学院の制服姿で浮いてしまわないか心配だったラポムも、華やかな前菜の一口目ですべてが吹っ飛ぶ。
野菜とサーモンのテリーヌにすっかり乙女は心を奪われて、続く美食の連打に打ちのめされた。
「うう、美味しいですレオニードさん」
「あ、ああ。満足してもらえてなによりだ」
あまりにラポムが感動するため、青年は思う。
(――彼女になにか良いことがあったら、またお祝いに連れてこよう)
テストで学年一位の成績を残すとか、友達が百人できるとか。
デザートはピスタチオのジェラートだった。
ラポムは感涙である。

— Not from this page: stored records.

PR #116, opened 2024-06-03
Added Int64 builtin type with dedicated module in stdlib

Foxinio:
Added int64 on all stages of pipeline, used normal int as template Added standard library functionality (most of that as builtin functions)
Also added neg builtin for int as we missed it for some reason


lib/Int64.fram
ppolesiuk, line 1: I think, the methods defined in this module should be moved to Prelude or at least some module imported from Prelude. The user should not import Int64, just to write `2L + 2L`.

lib/Int64.fram
```diff
@@ -0,0 +1,71 @@
...
+pub method lt    {self : Int64} = (extern dbl_ltInt64  : Int64 -> Int64 -> Bool) self
+pub method ge    {self : Int64} = (extern dbl_geInt64  : Int64 -> Int64 -> Bool) self
+pub method le    {self : Int64} = (extern dbl_leInt64  : Int64 -> Int64 -> Bool) self
+
+pub method toString = (extern dbl_int64ToString : Int64 -> String) self
+
+pub method neg {self : Int64} = (extern dbl_negInt64 : Int64 -> Int64) self
+pub method add {self : Int64} = (extern dbl_addInt64 : Int64 -> Int64 -> Int64) self
+pub method sub {self : Int64} = (extern dbl_subInt64 : Int64 -> Int64 -> Int64) self
+pub method mul {self : Int64} = (extern dbl_mulInt64 : Int64 -> Int64 -> Int64) self
```
ppolesiuk, line 13: Some lines in this module exceeds 80 columns.

lib/Int64.fram
```diff
@@ -0,0 +1,71 @@
...
+
+pub let zero = 0L
+pub let one  = 1L
+pub let minus_one = (1L).neg
```
ppolesiuk, line 17: What is the motivation behind introducing these three definitions?

lib/Int64.fram
```diff
@@ -0,0 +1,71 @@
...
+pub method succ {self : Int64} = self + one
+pub method pred {self : Int64} = self - one
```
ppolesiuk, line 19: What is the motivation behind these two methods? Why the programmer cannot just write `x + 1L`?

lib/Int64.fram
```diff
@@ -0,0 +1,71 @@
...
+
+pub method shiftl  = (extern dbl_lslInt64 : Int64 -> Int64 -> Int64) self
+pub method shiftr  = (extern dbl_lsrInt64 : Int64 -> Int64 -> Int64) self
+pub method ashiftr = (extern dbl_asrInt64 : Int64 -> Int64 -> Int64) self
+
+pub let int64_of_int = (extern dbl_int64ToInt : Int -> Int64)
+
+
+
+
```
ppolesiuk, line 41: There are many empty lines here. Why?

lib/Int64.fram
```diff
@@ -0,0 +1,71 @@
...
+pub method land = (extern dbl_andInt64 : Int64 -> Int64 -> Int64) self
+pub method lor  = (extern dbl_orInt64  : Int64 -> Int64 -> Int64) self
+pub method lxor = (extern dbl_xorInt64 : Int64 -> Int64 -> Int64) self
+
+pub method shiftl  = (extern dbl_lslInt64 : Int64 -> Int64 -> Int64) self
+pub method shiftr  = (extern dbl_lsrInt64 : Int64 -> Int64 -> Int64) self
+pub method ashiftr = (extern dbl_asrInt64 : Int64 -> Int64 -> Int64) self
+
+pub let int64_of_int = (extern dbl_int64ToInt : Int -> Int64)
```
ppolesiuk, line 37: 1. We agreed to use camelCase naming convention.
2. Maybe we could define a method toInt64 for type Int instead of this function.

lib/Int64.fram
```diff
@@ -0,0 +1,71 @@
...
+
+
+
+
+pub method to_string {`re : {type X} -> Unit ->[|_] X, self : Int64} =
```
ppolesiuk, line 42: Why does the `to_string` (which should be named `toString`) method can raise an error?

lib/Int64.fram
```diff
@@ -0,0 +1,71 @@
...
+	if self < 0x7fffffffffffffffL then
+		(extern dbl_int64ToString : Int64 -> String) self
+	else `re ()
+
+pub method to_string_opt {self : Int64} =
```
ppolesiuk, line 47: I think this method can be removed.

lib/Int64.fram
```diff
@@ -0,0 +1,71 @@
...
+	if self < 0x7fffffffffffffffL then
+		Some ((extern dbl_int64ToString : Int64 -> String) self)
+	else None
+
+pub method to_int {`re : {type X} -> Unit ->[|_] X, self : Int64} =
```
ppolesiuk, line 52: 1. The name should be camelCase
2. The numbers are signed, not unsigned, so bound checks should look differently.

lib/Int64.fram
```diff
@@ -0,0 +1,71 @@
...
+		(extern dbl_intToInt64 : Int64 -> Int) self
+	else `re ()
+
+pub method to_int_opt {self : Int64} =
+	if self < 0x7fffffffffffffffL then
+		Some ((extern dbl_intToInt64 : Int64 -> Int) self)
+	else None
+
+pub method abs {self : Int64} =
+	if self < 0L then self.neg else self
```
ppolesiuk, line 63: Why `self.neg` instead of `- self`?

src/DblParser/Desugar.ml
ppolesiuk, line 1: This file looks OK, but some lines are longer than 80.

src/DblParser/Lexer.mll
```diff
@@ -80,13 +80,23 @@ let tokenize_ident str =
...
-  {|^\(0[bB][01]*\|0[oO][0-7]*\|[0-9]*\|0[xX][0-9a-fA-F]*\)$|}
+  {|^\(0[bB][01]*\|0[oO][0-7]*\|[0-9]*\|0[xX][0-9a-fA-F]*\)[lL]?$|}
 
 let tokenize_number pos str =
   if not (Str.string_match num_regex str 0) then
     Error.fatal (Error.invalid_number
       (Position.of_lexing (String.length str) pos)
       str)
+  else if String.length str > 0 &&
+    (str.[String.length str - 1] = 'l' ||
```
ppolesiuk, line 91: In OCaml, the `l` suffix stands for `int32` literals. Maybe we should not use `l` here for similar reason?

src/Eval.ml
```diff
@@ -68,13 +71,27 @@ let rec of_list = function
...
+let int_unop  op = int_fun  (fun x -> VNum (op x))
 let int_binop op = int2_fun (fun x y -> VNum (op x y))
 let int_cmpop op = int2_fun (fun x y -> of_bool (op x y))
 
+let int64_fun f = VFn (fun v cont ->
+  match v with
+  | VNum64 n -> cont (f n)
+  | _ -> failwith "Runtime error!")
+
+let int64'2_fun f = int64_fun (fun x -> int64_fun (f x))
```
ppolesiuk, line 83: I don't like the name of this function. Maybe `int64_fun2` would be better? Then of course, we should rename `int2_fun` to `int_fun2`.

src/Eval.ml
```diff
@@ -111,13 +128,35 @@ let extern_map =
...
+    "dbl_asrInt64",      int64_int_op Int64.shift_right;
+    "dbl_eqInt64",       int64_cmpop ( = );
+    "dbl_neqInt64",      int64_cmpop ( <> );
+    "dbl_gtInt64",       int64_cmpop ( > );
+    "dbl_ltInt64",       int64_cmpop ( < );
+    "dbl_geInt64",       int64_cmpop ( >= );
+    "dbl_leInt64",       int64_cmpop ( <= );
+    "dbl_intToInt64",    int_fun (fun n -> VNum64 (Int64.of_int n));
+    "dbl_int64ToInt",    int64_fun (fun n -> VNum (Int64.to_int n));
+    "dbl_int64ToString", int64_fun (fun n -> VStr (Int64.to_string n));
```
ppolesiuk, line 151: This list is getting longer and longer. Maybe we should consider moving it to separate file.

src/Eval.ml
```diff
@@ -111,13 +128,35 @@ let extern_map =
...
   ] |> List.to_seq |> Hashtbl.of_seq
 
 (* ========================================================================= *)
 
 let to_string (v : value) =
   match v with
   | VNum n   -> string_of_int n
+  | VNum64 n   -> Int64.to_string n
```
ppolesiuk, line 159: Code formatting could be improved here in order to keep all arrows aligned.

src/Lang/CorePriv/SExprPrinter.ml
```diff
@@ -153,6 +153,7 @@ let rec tr_expr (e : Syntax.expr) =
 and tr_value (v : Syntax.value) =
   match v with
   | VNum n -> List [ Sym (string_of_int n) ]
+  | VNum64 n -> List [ Sym (Int64.to_string n) ]
```
ppolesiuk, line 156: I think we should add `L` suffix here, to distinguish Int and Int64 literals.

src/Lang/UnifPriv/BuiltinType.ml
```diff
@@ -7,6 +7,8 @@
 (** Int type *)
 let tv_int = TVar.fresh KindBase.k_type
 
+(** Int64 type *)
+let tv_int64 = TVar.fresh KindBase.k_type
 (** String type *)
```
ppolesiuk, line 12: Empty line is missing here.

src/ToCore/Main.ml
ppolesiuk, line 1: Again, lines are too long.

src/TypeInference/RecDefs.ml
```diff
@@ -182,7 +182,7 @@ let rec guess_rec_value_type env (e : S.expr) =
   | EAnnot(_, tp) ->
     (Type.tr_ttype env tp, Impure)
 
-  | EUnit | ENum _ | EStr _ | EChr _ | EPoly _ | EApp _ | EDefs _ | EMatch _
+  | EUnit | ENum _ | ENum64 _ | EStr _ | EChr _ | EPoly _ | EApp _ | EDefs _ | EMatch _
```
ppolesiuk, line 185: This line is too long

test/test_suite
```diff
@@ -18,6 +18,15 @@ function simple_examples {
...
 run_with_flags simple_examples ""
 
+function simple_stdlib_tests {
+	for file in test/stdlib/*.dbl
+	do
+		simple_test $file
+	done
+}
+
+run_with_flags simple_stdlib_tests ""
```
ppolesiuk, line 28: I agree, we should have some tests for stdlib. Maybe more conventional unit testing would be nice in the future. But now, this should be enough.

test/stdlib/stdlib0001_Int64.dbl
ppolesiuk, line 1: We start test numbering from 0.

test/test_suite
```diff
@@ -18,6 +18,15 @@ function simple_examples {
 
 run_with_flags simple_examples ""
 
+function simple_stdlib_tests {
+	for file in test/stdlib/*.dbl
```
ppolesiuk, line 22: We have changed the default file extension to `.fram`.

ppolesiuk (changes requested):
I like the direction of this work. However, some things should be improved or at least discussed. See comments below.

lib/Int64.fram
Foxinio: because it returns error:
```
> method neg {self : Int} = - self ;;
<stdin>:1:27: fatal error: Unbound variable (- .)
```
i dont know if we have unary minus, and with how operators are implemented if we can have it along side binary one

lib/Int64.fram
Foxinio: That's true I'll add module Int64 to Prelude, and in the future when Prelude grows too big we will separate it into multiple files

lib/Int64.fram
Foxinio: as above

lib/Int64.fram
ppolesiuk: Unary minus is supported, but I don't see it in the Prelude. It can be implemented in the following way:
```
method neg {self : Int} = 0 - self
method fn (- .) = neg
```

lib/Prelude.fram
```diff
@@ -123,3 +126,66 @@ pub let printInt   = extern dbl_printInt   : Int ->[IO] Unit
...
+	pub let zero = 0L
+	pub let one  = 1L
+	pub method succ {self : Int64} = self + one
+	pub method pred {self : Int64} = self - one
+
+	pub let ofInt (n : Int) = n.toInt64
+	pub method toString {self : Int64} =
+		(extern dbl_int64ToString : Int64 -> String) self
+	pub method toInt {`re : {type X} -> Unit ->[|_] X, self : Int64} =
+		if self <= 0x3fffffffffffffffL && self >= 0x7fffffffffffffffL then
```
ppolesiuk, line 176: These bounds looks suspicious. There are no numbers that satisfy both conditions.

lib/Prelude.fram
```diff
@@ -123,3 +126,66 @@ pub let printInt   = extern dbl_printInt   : Int ->[IO] Unit
...
+		else None
+
+	pub method abs {self : Int64} =
+		if self < 0L then self.neg else self
+	pub method min {self : Int64} oth =
+		if self <= oth then self else oth
+	pub method max {self : Int64} oth =
+		if self >= oth then self else oth
+
+end
```
ppolesiuk, line 191: I would change the indentation from tabulations to double spaces in this module.

ppolesiuk (approved):
I generally approve the changes. There are two minor issues that should be fixed. You can fix them, or if not, I'll do it tomorrow during the merge of these changes. BTW, this PR does two things: it adds Int64 type, and refactors the evaluator. Generally, I would prefer to have two separate PRs in such a case, but since the work is already done, you can leave it as it is.

Foxinio:
> BTW, this PR does two things: it adds Int64 type, and refactors the evaluator. Generally, I would prefer to have two separate PRs in such a case, but since the work is already done, you can leave it as it is.

I think since this refactor amounts to separating module into multiple files without really changing implementation, we can do two in one PR.

lib/Prelude.fram
```diff
@@ -123,3 +126,66 @@ pub let printInt   = extern dbl_printInt   : Int ->[IO] Unit
...
+  pub let zero = 0L
+  pub let one  = 1L
+  pub method succ {self : Int64} = self + one
+  pub method pred {self : Int64} = self - one
+
+  pub let ofInt (n : Int) = n.toInt64
+  pub method toString {self : Int64} =
+    (extern dbl_int64ToString : Int64 -> String) self
+  pub method toInt {`re : {type X} -> Unit ->[|_] X, self : Int64} =
+    if self <= 0x3fffffffffffffffL && self >= 0xc000000000000000L then
```
ppolesiuk, line 176: This range is still broken.

ppolesiuk (commented):
I would wait with merging this PR until #133 will be merged (or we decide that it's completely wrong). Then we will be able to cleanup a bit the Prelude. And there is a still one minor issue with this code (see the comment below).

lib/Prelude.fram
ppolesiuk: I see. It's correct, because `0xc000000000000000L` is a negative number, but it's very counterintuitive.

豆が甘くて美味しいなんて……。
すべてが初めてづくしだ。
食後にレオニードはコーヒーを。少女は紅茶で一息ついた。
ふと、思い出したようにラポムが訊く。
「あの、レオニードさん。今日はその……紹介したい人がいるって言ってましたよね」
少女の心臓は胸から飛び出しそうになる。
「もう会っただろ」
「へ?」
「エデンのアグリトだが……他に誰かいただろうか」
「そ、そうだったんですか? あっ……そーですよねー。なんでもないです忘れてください」
「何かごまかそうとしてないか?」
「ししししてませんよ! 思ってないですから親御さんに紹介されるなんて」
ダイナミックな自白に青年は困り顔だ。
「そうか。君もライオネアの家名が気になるのだな……」
「ち、違います! 本で読んだんです! 男の人と町歩きデートして、一緒に食事をして……さらに紹介したい人がいるってなったら! い、色々と妄想が捗っちゃったっていうか……あうぅ……死にたい」
天にも昇るランチのあとで少女は奈落に真っ逆さまだ。
「ぷっ……ははっ! ははははっ!」
「ほ、本当にその……レオニードさんが大貴族だからとかじゃなくて……じ、自分でもうまく言葉にできません」
「今日は君のことを少しだけ知ることができた。信じるよ」
いつもどこか厳しい雰囲気をかもしているレオニードが柔和な表情を浮かべて、コーヒーカップをそっと口元に運ぶ。
つられて少女も紅茶を喉に流し込んだ。